● TASK ITEM
Everything from the line containing "As noted in" to the last line of the records must be returned verbatim; nothing else belongs in the output.

● RECORDS PROVIDED
PR #219, opened 2024-08-28
Move errormode check

pearsonca:
As noted in #218 - errormode argument parsing can be moved into the error handling function for an easy optimization.


eddelbuettel (approved):
LGTM!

● ANSWER BOX
As noted in #218 - errormode argument parsing can be moved into the error handling function for an easy optimization.


eddelbuettel (approved):
LGTM!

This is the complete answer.